There is this thing people speak of called sleep. Apparently it is when a body places itself in a safe space and goes into a dormant state to re-energize itself. It sounds wonderful. There seems to be a conspiracy here to keep me from enjoying that thing called sleep. And, like most conspiracies, all parties involved have a role to play in making it happen - or not happen - as the case may be.
Last night, for example, I was exhausted from helping hubby clean out the garage. I missed the chance to do it ten years ago when I was actually capable of doing more than loading/unloading the dishwasher. Yesterday, I had to sit in a chair and basically direct him as to what could be saved and what could be tossed. I felt like Caesar doing the thumbs up/thumbs down routine.
I was doing okay tossing 35 year old sippy cups and even sorting through my father's stuff from the nursing home. I was fine until he handed me a basket filled with Poco's brushes. I made the mistake of smelling one (I know, who does that?) and it still had the scent of the stuff (Cowboy Magic) I used to detangle her mane. Plus, it was filled with her hair.
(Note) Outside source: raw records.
Issue #4404, opened 2026-03-13
BUG - Add New Card flow broken for OVP adaptation projects


testojs:
### Description
When previewing an OVP (Overview Page) adaptation project in the Adaptation Editor, the "Add New Card" context menu action fails because three global bridge functions expected by the `sap.ovp` library are not available on `window`: `writeToI18n`, `getNewDataSources`, and `getMetaModelForNewDataSource`. This prevents users from adding new cards with new data sources.

### Steps to Reproduce
1. Create or open an OVP adaptation project in VS Code / BAS
2. Start the Adaptation Editor preview
3. Right-click on an OVP card
4. Select "Add New Card" from the context menu
5. In the Card Settings dialog, select "Select New Data Source"
6. Observe that the data source dropdown does not populate and console shows `getNewDataSources is not defined`

### Expected results
- Data source dropdown populates with available OData services from the ABAP catalog
- Selecting a service loads its metadata and annotations, populating entity set options
- Saving the card writes translatable texts to the i18n properties file

### Actual results
- `getNewDataSources is not defined` error in console
- Card Settings dialog cannot proceed with new data source configuration
- No way to add a card with a new data source in the adaptation editor

### Screenshots
If applicable, add screenshots to help explain the problem.

#### Version/Components/Environment
Add any other context about the problem here
OS:
- [ ] Mac OS
- [ ] Windows
- [ ] Other

### Problem
The OVP runtime (`sap.ovp` library) expects three global functions on `window` to support the "Add New Card" flow: `writeToI18n`, `getNewDataSources`, and `getMetaModelForNewDataSource`. These existed in the old WebIDE implementation via a custom script (`GenericUtils.js`) injected into the preview iframe, but were never implemented in open-ux-tools.

### Fix
Implemented OVP bridge functions that register the three globals on `window` during ADP initialization when the app is detected as an OVP application (`manifest['sap.ovp']`). The client-side functions use `fetch()` to call new server-side API routes (`/adp/api/ovp/datasources`, `/adp/api/ovp/metamodel`) which leverage the existing `AbapServiceProvider` and V2 catalog service. For the metamodel, the client creates a real `sap.ui.model.odata.v2.ODataModel` with annotation URLs to produce a full metamodel with merged annotations. The i18n write reuses the existing `/editor/i18n` route.

### Why was it missed
[...]

PR #4405, opened 2026-03-13
fix: Add New Card flow broken for OVP adaptation projects

testojs:
Fix for #4404.

- Register OVP bridge functions (writeToI18n, getNewDataSources, getMetaModelForNewDataSource) during ADP init for OVP adaptation projects
- Add server-side API routes for V2 catalog service lookup and annotation retrieval in adp-tooling
- Build metamodel client-side using a real UI5 ODataModel with annotations to ensure full compatibility with the OVP Add New Card dialog

### DIFF
--- a/.changeset/giant-files-hope.md
+++ b/.changeset/giant-files-hope.md
@@ -1,7 +1,0 @@
----
-'@sap-ux/axios-extension': patch
-'@sap-ux/generator-adp': patch
-'@sap-ux/adp-tooling': patch
----
-
-feat: Handle i18n translations from key user changes in ADP generator
--- a/examples/odata-cli/CHANGELOG.md
+++ b/examples/odata-cli/CHANGELOG.md
@@ -1,5 +1,12 @@
 # @sap-ux/odata-cli
 
+## 0.17.50
+
+### Patch Changes
+
+- Updated dependencies [a854433]
+    - @sap-ux/axios-extension@1.25.24
+
 ## 0.17.49
 
 ### Patch Changes
--- a/examples/odata-cli/package.json
+++ b/examples/odata-cli/package.json
@@ -1,6 +1,6 @@
 {
     "name": "@sap-ux/odata-cli",
-    "version": "0.17.49",
+    "version": "0.17.50",
     "description": "Simple example CLI uing the @sap-ux/axios-extension module to fetch metadata and annotations from an SAP system.",
     "license": "Apache-2.0",
     "private": true,
--- a/examples/simple-generator/CHANGELOG.md
+++ b/examples/simple-generator/CHANGELOG.md
@@ -1,5 +1,13 @@
 # @sap-ux/generator-simple-fe
 
+## 1.1.218
+
+### Patch Changes
+
+- Updated dependencies [a854433]
+    - @sap-ux/axios-extension@1.25.24
+    - @sap-ux/system-access@0.6.66
+
 ## 1.1.217
 
 ### Patch Changes
--- a/examples/simple-generator/package.json
+++ b/examples/simple-generator/package.json
@@ -1,6 +1,6 @@
 {
     "name": "@sap-ux/generator-simple-fe",
-    "version": "1.1.217",
+    "version": "1.1.218",
     "description": "Simple example of a yeoman generator for Fiori elements.",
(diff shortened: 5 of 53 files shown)


packages/adp-tooling/src/preview/ovp-routes-handler.ts
```diff
@@ -0,0 +1,125 @@
...
+
+            const serviceUrl = `/sap/opu/odata/sap/${dataSource.Title}/`;
+            res.status(HttpStatusCodes.OK).json({
+                serviceUrl,
+                annotations: annotations.map((a) => ({
+                    TechnicalName: a.TechnicalName,
+                    Uri: toRelativePath(a.Uri)
+                })),
+                modelInformation: {
+                    serviceURI: `/sap/opu/odata/sap/${dataSource.Title}`,
```
avasilev-sap: Why not: 
```ts
const serviceURI = `/sap/opu/odata/sap/${dataSource.Title}`;
...
serviceUrl: `${serviceURI}/`
modelInformation: {
   serviceURI
}
```
? Do we need the last slash at all?

testojs: Good catch, it will be a bit more DRY. The trailing slash is needed for `serviceUrl` because it's passed to new `sap.ui.model.odata.v2.ODataModel()` which expects the service root to end with `/`.

Fixed in https://github.com/SAP/open-ux-tools/pull/4405/commits/df3fe0a63f6afd43ea46154776426b8d7152ccf0

packages/preview-middleware-client/src/adp/ovp-window-functions.ts
```diff
@@ -0,0 +1,171 @@
...
+
+interface OvpMetaModelResult {
+    oEntityContainers: Record<string, unknown>;
+    oSchema: Record<string, unknown>[];
+    modelInformation: OvpModelInformation;
+}
+
+declare global {
+    interface Window {
+        writeToI18n: (sPath: string, aProperties: I18nProperty[]) => void;
```
nikmace: The following parameter names and local variables use **SAP Hungarian notation** (s = string, a = array, o = object), which doesn't align with TypeScript conventions. These are all internal (positional params / local vars).

- sPath → path (window interface, 3 occurrences)
- aProperties → properties (window interface + writeToI18n param)
- oDataSourceSelected → selectedDataSources (window interface + getMetaModelForNewDataSource param and
  usage)
- _sPath → _path (writeToI18n, getNewDataSources, getMetaModelForNewDataSource params)
- oModel → model (buildMetaModel local var)
- oMetaModel → metaModel (buildMetaModel local var and usages)

For the `OvpMetaModelResult` interface, they are fine because that is what the OVP runtime expects. I remember we talked about the Hungarian notations a few years ago, what do you think about this change @testojs?

packages/adp-tooling/test/unit/preview/ovp-routes-handler.test.ts
```diff
@@ -0,0 +1,138 @@
...
+const mockCatalogService = {
+    get: jest.fn().mockResolvedValue({
+        odata: () => mockServices
+    }),
+    getAnnotations: jest.fn().mockResolvedValue(mockAnnotations)
+};
+
+const mockProvider = {
+    catalog: jest.fn().mockReturnValue(mockCatalogService)
+} as any;
```
nikmace: Could we cast it as AbapServiceProvider or Partial<AbapServiceProvider>?

avasilev-sap (dismissed):

packages/adp-tooling/test/unit/preview/ovp-routes-handler.test.ts
testojs: Changed to `as unknown as AbapServiceProvider` — avoids `any` while keeping the mock minimal (only the methods used by the handler are mocked).
Fixed in daa0a92d5458f828323940389fc08f4af292fac7

packages/preview-middleware-client/src/adp/ovp-window-functions.ts
testojs: Agree.
Fixed in daa0a92d5458f828323940389fc08f4af292fac7.

PR #4406, opened 2026-03-13
Feat(eslint-plugin-fiori-tools): adjust readme

heimwege:
Add the eslint-plugin-fiori-tools version number for each rule so that it is visible when it has been added


.changeset/tough-melons-spend.md
```diff
@@ -0,0 +1,5 @@
+---
+'@sap-ux/eslint-plugin-fiori-tools': patch
+---
+
+feat: add plugin version number to rule in readme
```
hitesh-parmar, line 5: Maybe we can use `docu` as a prefix here.

```suggestion
docu: add plugin version number to rule in readme
```

heimwege: `docu` is not mentioned in the conventional commit we adhere to (see https://github.com/SAP/open-ux-tools/blob/main/docs/Guidelines.md#git-guidelines).
We could use `docs` but to be honest: what's the benefit? We are talking about an entry for a patch version change in the [CHANGELOG.md](https://github.com/SAP/open-ux-tools/blob/main/packages/eslint-plugin-fiori-tools/CHANGELOG.md)

PR #4407, opened 2026-03-13
fix(security): upgrade simple-git

donal-tobin-sap:
- via promptfoo upgrade

Issue: https://github.com/SAP/open-ux-tools/security/dependabot/427


donal-tobin-sap:

- critical security fix

PR #4412, opened 2026-03-13
chore(generator-odata-downloader): move folder fix publish

IainSAP:
Relates to: https://github.com/SAP/open-ux-tools/issues/4266

- Renames package folder to match package name
- Renames package to avoid illegal word `download` !
- Adds telem key replacement pipeline task
- Removes `noImplicityAny` rule setting
- Inlcude bundle in build task


devinea (approved):
Thanks @IainSAP for the updates.
Lg.

PR #4413, opened 2026-03-14
Fix missing readme links. Move most deps -> devDeps

IainSAP:
Chore: Fix broken and missing readme links

- Fixes readme links
- Moves all deps to dev deps. Stubs out unused depends from yeoman-generator to avoid complex deps.
- Include prebuilds from zowe for non-BAS platforms


devinea:
See here for more bundling : 
https://github.com/SAP/open-ux-tools/compare/chore/generator-odata-downloader/fix_links_bundle_deps...chore/generator-odata-downloader/fix_links_bundle_deps_ADE?expand=1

I lost it.
For a guy who claimed he wasn't crazy about horses he was sure devoted to this one. And she loved him back. |
Poor Andy didn't know what to do. I told him to just let me cry it out. He did, but I could hear him mumbling that he should have known this would happen. I felt like my heart was going to burst. I'm sure any neighbors within earshot were wondering what the heck was going on in the Matchett's garage.
When I finally pulled myself together, I tossed the brushes, my gloves and work boots. I kept a lead and some pictures. For some reason, I cannot toss pictures. Anyway, the whole thing wore me out emotionally. Andy did all the physical work, poor guy. I find emotional "work" harder.
Which is why, at bedtime, I was in that bed as fast as possible. Now, we leave a small lamp lit, which the last person to bed turns off. I was already asleep when Andy came to bed and forgot to turn off the light. At some point, Rooney joined us in bed. I vaguely remember thinking I was paralyzed because I couldn't feel my legs. When I sat up, at least I could see the problem because the room was bright as day. There, draped across my legs was good old Rooney. I think it was a ploy to get me out of the bed so she could have it and her Dad all to herself. It worked. I left.
I went into the front bedroom and found little Dash sound asleep on the bed. I asked him to make room - which he did. Now, I can't say he was a pest all night. More like a little kid who thinks it's great fun to have a sleepover. He wanted me to pet him, then he sat on my head for awhile. Then he wanted to have a chat. He moved up and down the bed all night. I guess I was sort of "sleeping" but I doubt it counts if you have one eye open the whole time. And, the arm that has been killing me (yes, I'm seeing a dr. about it) was put to use most of the night because Dash didn't want me to stop petting him.
Here's the deal - you wake me up - you're going to make it worth my while. |
I am weary now, but hey, it's all good. The dogs are sound asleep snoring, even though Rooney should have had a great night's sleep. The cats are on the prowl on the porch. Poor Dash was so proud of himself when he brought me a tiny frog. (I tried to remain calm even though I know those things secrete toxins!) He couldn't figure out though, why I washed his mouth out, after bringing me his treasure. I will keep this little destructo alive if it ends up killing me in the process...
PS - I almost forgot the best part! While I was trying to fall back to sleep, I started playing Soda Crush on my Kindle. Dash loved it! He sat back in the crook of my arm and "helped" me. He kept touching the screen and he loved it when everything went kaplooie! He's quite a funny little guy.